Завертелись, закружились волчком события, как в Костиной дурной, с пьяного угара, голове. И вот уже рассказывает Маша новые подробности, безжалостно, не щадя, безразличная к его состоянию, неужто не разумеет, что больно ему слышать про первую ее брачную ночь, наконец-то свершившуюся после того, как в мэрии расписалась со Стивом, – до этого он, верный еврейской традиции, с ней не спал, приводя Машу в замешательство; про то, как прекрасно ладит молодой муж с дочками ее: на одном языке говорят, реалии здешние им понятны и ясны, девчонки в Америке выросли, и нутро у них американское; про то, как много легче Маше стало, не надо по-сумасшедшему вкалывать в выходные: две получки – это не одна. Однако голос… голос вовсе не счастливой женщины. Пару раз ловит Костя в ее интонации то, над чем особенно много в последние дни думает: несравнимо лучше любить самому, чем разрешать себя любить. Простая истина, но мудрая. В противном случае покушение на твою свободу и независимость, ты словно кому-то чем-то обязан, но с какой стати? Оттого так раздражает направленная на тебя любовь, что не можешь ответить тем же и кажешься себе неполноценным. Чувствилище (ах, какое словцо вычитал однажды у Петра Струве!) твое дремлет. А так, чтобы и ты, и тебя, – не выходит ни у кого, наверное. И у Маши не выйдет.
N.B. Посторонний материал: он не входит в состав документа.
PR #8790, opened 2022-04-11
Add channel type group headers to channel list 

notbakaneko:
And remove the group separators as part of the newer chat channel list design

### DIFF
--- a/resources/assets/less/bem/chat-conversation-list.less
+++ b/resources/assets/less/bem/chat-conversation-list.less
@@ -15,4 +15,16 @@
     width: 100vw;
     overflow-x: auto;
   }
+
+  &__header {
+    color: white;
+    margin: 10px 30px;
+    font-size: @font-size--normal;
+    text-transform: uppercase;
+
+    @media @mobile {
+      // FIXME: no idea how to display on mobile...
+      display: none;
+    }
+  }
 }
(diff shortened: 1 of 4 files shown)


resources/assets/lib/chat/conversation-list.tsx
```diff
@@ -15,6 +15,7 @@ export default class ConversationList extends React.Component {
       <div className='chat-conversation-list'>
         {supportedChannelTypes.map((type) => (
           <React.Fragment key={type}>
+            {this.renderHeader(type)}
             {this.renderChannels(core.dataStore.channelStore.groupedChannels[type])}
             {this.renderSeparator()}
```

Негодует она, когда Стив цветы ей на рабочее место приносит, она с коллегами что-то в своем «кубике» обсуждает, а он с места в карьер: То ту dear wife! (Моей дорогой жене!) – и розы свои сует. Со стыда готова провалиться: во-первых, работаем в одной фирме, по здешним меркам не очень хорошо, во-вторых, одни бабы вокруг, большинство незамужних, жутко завидущие, поедом есть начнут, и так разговоры о нас. Стива чуть не убила. Нашел где влюбленность демонстрировать. Второй раз беленится, когда Ветка, дочка, заболевает, – вдруг давление у нее падает, дикая боль головная, лежит пластом, Стив на фирме, у него вечерний график, а Маша давление толком мерить не умеет, не слышит удары. Так он отпрашивается с работы и мчится давление мерить. Измеряет и обратно в офис. Почти два часа туда-обратно. Ну, не чокнутый? Наверное, слишком сильно любить – плохо, а?
– Особенно если в ответ ничего, – слетает с Костиного языка.
– Ну почему же? Я Стива тоже люблю. По-своему.
Костя Машу в немом изумлении слушает: все-таки многого в ней раньше не видел, не замечал, или не хотел замечать. Настоящая любовь не та, что разлуку долгие годы выдерживает, а та, что за долгие годы близости не меркнет. Всего месяц какой-то, и уже – «чуть не убила»… «Для жизни семейной он хорош»… Разве так о любимом мужчине говорят? Шанс использовала, внезапно выпавший, зло думает; это как в лотерее джекпот (фу-ты, черт, откуда такие сравнения в голову лезут!). Маша и не отрицает расчета определенного – «иначе вообще никогда замуж не вышла бы». И чем дальше, тем сильнее копиться начнет в ней раздражение. Может, скоро изменять начнет. Правда, отрицает: «Таким мужьям грех изменять». Наверное, грех. Но изменяют и таким.